By Suzanne Humphries, MD
“…health is not sacrosanct or free from vested interests. The traditional grandeur of the learned profession of medicine cannot be taken for granted. It has to be earned by every new generation of physicians.”[1]
Nephrologists are in the position of overseeing the health of patients with inflammatory kidney diseases of unknown origin, autoimmune disorders, and acute and chronic kidney diseases of many etiologies. A nephrologist is a specialist consultant and the patients we see are often referred by family doctors and internal medicine physicians. Several doctors who routinely refer patients to me have unquestioningly accepted the idea that “vaccines are safe for everyone” and the “benefit outweighs the small risk.” They inquired about my reasoning to withhold vaccinations in sick kidney patients.
Until I did my own research, I was also uninformed and accepted vaccines as safe and effective. Doctors do not receive any education on vaccine composition and the potential adverse effects. In medical training, we were told that patients should receive the vaccine schedule, and were assured that vaccines are safe and effective, except perhaps in a very small minority of people – maybe one in a million.

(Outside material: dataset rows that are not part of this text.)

PR #1079, opened 2022-01-05
Update the version of all the examples to use the latest release of the collector

atoulme:


dmitryax:
I don't think we should use `latest` given that otel-collector is still in beta and configuration interface can be changed

atoulme:
OK, I'll use latest release instead.

rmfitzpatrick (approved):

PR #5813, opened 2025-01-18
Address apachespark test flakiness

atoulme:
**Description:** 
Do not exit running jobs on spark. It is possible the container may exit before the collector collects metrics

### DIFF
--- a/docker/apachespark/long_running.py
+++ b/docker/apachespark/long_running.py
@@ -26,12 +26,12 @@
 #
 
 import time
+import signal
 import threading
 import queue as Queue
 from typing import Any, Callable, List, Tuple
 
 from pyspark import SparkConf, SparkContext
-
 
 def delayed(seconds: int) -> Callable[[Any], Any]:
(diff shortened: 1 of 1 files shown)


docker/apachespark/long_running.py
```diff
@@ -76,7 +76,15 @@ def run() -> List[Tuple[int, int]]:
...
+    global interrupted
+    interrupted = True
 
 if __name__ == "__main__":
-    for i in range(100):
+    signal.signal(signal.SIGINT, signal_handler)
+    global interrupted
+    interrupted = False
+    while True:
         main()
```
pjanotti, line 88: Does main does some backoff? Anyway, LGTM.

pjanotti (approved):

docker/apachespark/long_running.py
atoulme: as I understand it, this script submits 100 times a job to spark with a random sleep in them. This change runs the test constantly until the container receives a kill signal.

PR #5828, opened 2025-01-21
[chore] Remove duplicate receiver entry

crobert-1:

There were two identical entries in the table for the Simple Prometheus receiver, so I've removed one.


docs/components.md
```diff
@@ -54,7 +54,6 @@ The distribution offers support for the following components.
 | [otlp](https://github.com/open-telemetry/opentelemetry-collector/tree/main/receiver/otlpreceiver)                                                                  | [stable]         |
 | [postgresql](https://github.com/open-telemetry/opentelemetry-collector-contrib/tree/main/receiver/postgresqlreceiver)                                              | [beta]           |
 | [prometheus](https://github.com/open-telemetry/opentelemetry-collector-contrib/tree/main/receiver/prometheusreceiver)                                              | [beta]           |
-| [prometheus_simple](https://github.com/open-telemetry/opentelemetry-collector-contrib/tree/main/receiver/simpleprometheusreceiver)                                 | [beta]           |
```
crobert-1, line 57: If anyone has strong preferences the other way I'm happy to remove the `simpleprometheus` entry instead.

dmitryax: We are using the component names as they are applied in the config for others. So I think we should remove `simpleprometheus` instead

crobert-1: Makes sense, I've swapped.

dmitryax (approved):

PR #5832, opened 2025-01-22
Stop supporting deprecated syntax for config source expansion

dmitryax:
The expansion of bare config sources is no longer supported.

Strings like `$ENV` or `$include:/path/to/file.yaml` will no longer be expanded. Instead, use the `${env:ENV}` or `${include:/path/to/file.yaml}` syntax. Only two symbols are allowed after `$`: `{` and `$`. The collector will log an error and fail to start if it encounters a bare config source expansion.

This syntax has been deprecated since [version 0.105.0](https://github.com/signalfx/splunk-otel-collector/blob/main/CHANGELOG.md#deprecations--6).

The reason for this change is aligning with OpenTelemetry Collector upstream, where this syntax has been removed in [0.104.0 version](https://github.com/open-telemetry/opentelemetry-collector/blob/main/CHANGELOG.md#v1110v01040). Long term plan is to do not have [the custom config sources](https://github.com/signalfx/splunk-otel-collector/tree/main/internal/configsource) in this repository, instead consolidate the functionality with [the upstream confmap providers](https://github.com/open-telemetry/opentelemetry-collector/tree/main/confmap/provider).

### DIFF
--- a/internal/configsource/source.go
+++ b/internal/configsource/source.go
@@ -17,10 +17,8 @@ package configsource
 import (
 	"context"
 	"fmt"
-	"log"
 	"net/url"
 	"strings"
-	"sync"
 
 	"github.com/knadh/koanf/maps"
 	"github.com/spf13/cast"
@@ -128,20 +126,9 @@ func BuildConfigSources(ctx context.Context, configSourcesSettings map[string]Se
 // 2. Wait for an update on "watcher" func.
 // 3. Close the confmap.Retrieved instance;
 //
-// The current syntax to reference a config source in a YAML is provisional. Currently
-// single-line:
-//
-//	param_to_be_retrieved: $<cfgSrcName>:<selector>[?<params_url_query_format>]
-//
-// bracketed single-line:
+// The current syntax to reference a config source:
 //
 //	param_to_be_retrieved: ${<cfgSrcName>:<selector>[?<params_url_query_format>]}
-//
-// and multi-line are supported:
-//
-//	param_to_be_retrieved: |
-//	  $<cfgSrcName>: <selector>
-//	  [<params_multi_line_YAML>]
 //
 // The <cfgSrcName> is a name string used to identify the config source instance to be used
 // to retrieve the value.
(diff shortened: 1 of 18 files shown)


internal/configsource/source.go
```diff
@@ -151,22 +138,11 @@ func BuildConfigSources(ctx context.Context, configSourcesSettings map[string]Se
...
-// example in a YAML file:
+// <params_url_query_format> uses the same syntax as URL query parameters. Hypothetical example in a YAML file:
 //
 // component:
 //
-//	config_field: |
-//	  $yamltemplate: /etc/log_template.yaml
-//	  logs_path: /var/logs/
-//	  timeout: 10s
+//	config_field: {$file:/etc/secret.bin?binary=true}
```
jinja2, line 145:
```suggestion
//	config_field: ${file:/etc/secret.bin?binary=true}
```

internal/configsource/source.go
```diff
@@ -198,36 +174,23 @@ func BuildConfigSources(ctx context.Context, configSourcesSettings map[string]Se
...
-// for their expansion it is necessary to have a way to distinguish between them. For the non-bracketed
-// syntax the code will peek at the first character other than alpha-numeric and '_' after the '$'. If
-// that character is a ':' it will treat it as a config source and as environment variable otherwise.
-// For example:
-//
-//	component:
-//	  field_0: $PATH:/etc/logs # Injects the data from a config sourced named "PATH" using the selector "/etc/logs".
-//	  field_1: $PATH/etc/logs  # Expands the environment variable "PATH" and adds the suffix "/etc/logs" to it.
+//	  # variable DATA_PATH.
+//	  text_from_file: ${file:${DATA_PATH}/text.txt}
```
jinja2, line 178:
```suggestion
//	  text_from_file: ${file:${env:DATA_PATH}/text.txt}
```
do we need to explicitly add `env` in such examples?

internal/configsource/source.go
dmitryax: Thanks. Applied

jinja2 (approved):

dmitryax:
3 unrelated tests are still failing. Submitted separate PRs:
- https://github.com/signalfx/splunk-otel-collector/pull/5835
- https://github.com/signalfx/splunk-otel-collector/pull/5838

PR #5849, opened 2025-01-29
Remove ubuntu 16 from tests

dmitryax:
Ubuntu 16 is only getting the extended paid security support from Cannonical these days. The tests are failing most of the time due to unreliable package endpoints for Ubuntu 16. We don't remove the support but remove want to make sure the CI is stable. So the tests for Ubuntu 16 are removed.


deployments/ansible/roles/collector/meta/main.yml
```diff
@@ -21,7 +21,6 @@ galaxy_info:
       versions:
         - bionic
         - focal
-        - xenial
```
jinja2, line 24: I think this is removing 16.0 as supported platform version from the actual ansible role. Do we want to do this?

dmitryax: Good catch! I've reverted this change

jinja2 (approved):

PR #5850, opened 2025-01-30
try to match against metric received by the sink

atoulme:
Attempt to make testing catch any intermediate metrics that we may have received instead of the latest metrics in the sink.

### DIFF
--- a/tests/receivers/envoy/bundled_k8s_test.go
+++ b/tests/receivers/envoy/bundled_k8s_test.go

Information given to doctors about the 200-year history of vaccination is limited to carefully selected sound-bites that pre-empt any concerns. We were led to believe that vaccines are solely responsible for the eradication of infectious diseases such as smallpox. Most accepted, without question or personal study, that vaccines greatly reduced illnesses and are a benefit to overall human health. Few know that the mortality for “vaccine preventable diseases” had massively declined before the vaccine campaigns began.[2] In Figure 1 (at end), it is painfully obvious that the mortality of diseases for infectious disease regressed to nearly undetectable levels in the population – long before vaccines were introduced.
Patients with acute and chronic illnesses are focus groups to be heavily vaccinated even though vaccines have barely been tested for safety or long-term consequences in these populations. Most doctors and patients assume that vaccines are simply a solution of sterile saline and “dead” microorganisms. They are not aware of the manufacturing process to make a vaccine, the contents in the vial, or the potential risks of each component. Doctors wrongly assume that vaccines “protect” their patients from disease, without any adverse consequences on their health, and that vaccinated people won’t get that disease.
Other than vaccines, is there any other drug or biological, that is given across-the-board to all comers, without regard for health status, age, or risk of aggravating an existing illness? Given the conflict of interest among members of the major vaccine-promoting committees, vaccines fall into a category that deserves independent study by health care providers.
Every patient should be informed about the potential risks of vaccination and the lack of evidence that vaccines will not harm them over the long-term. Patients have a personal right to choose – and refuse. Their informed choices should be respected. But in order for them to be informed, the person informing them would have to be informed – and doctors are not informed.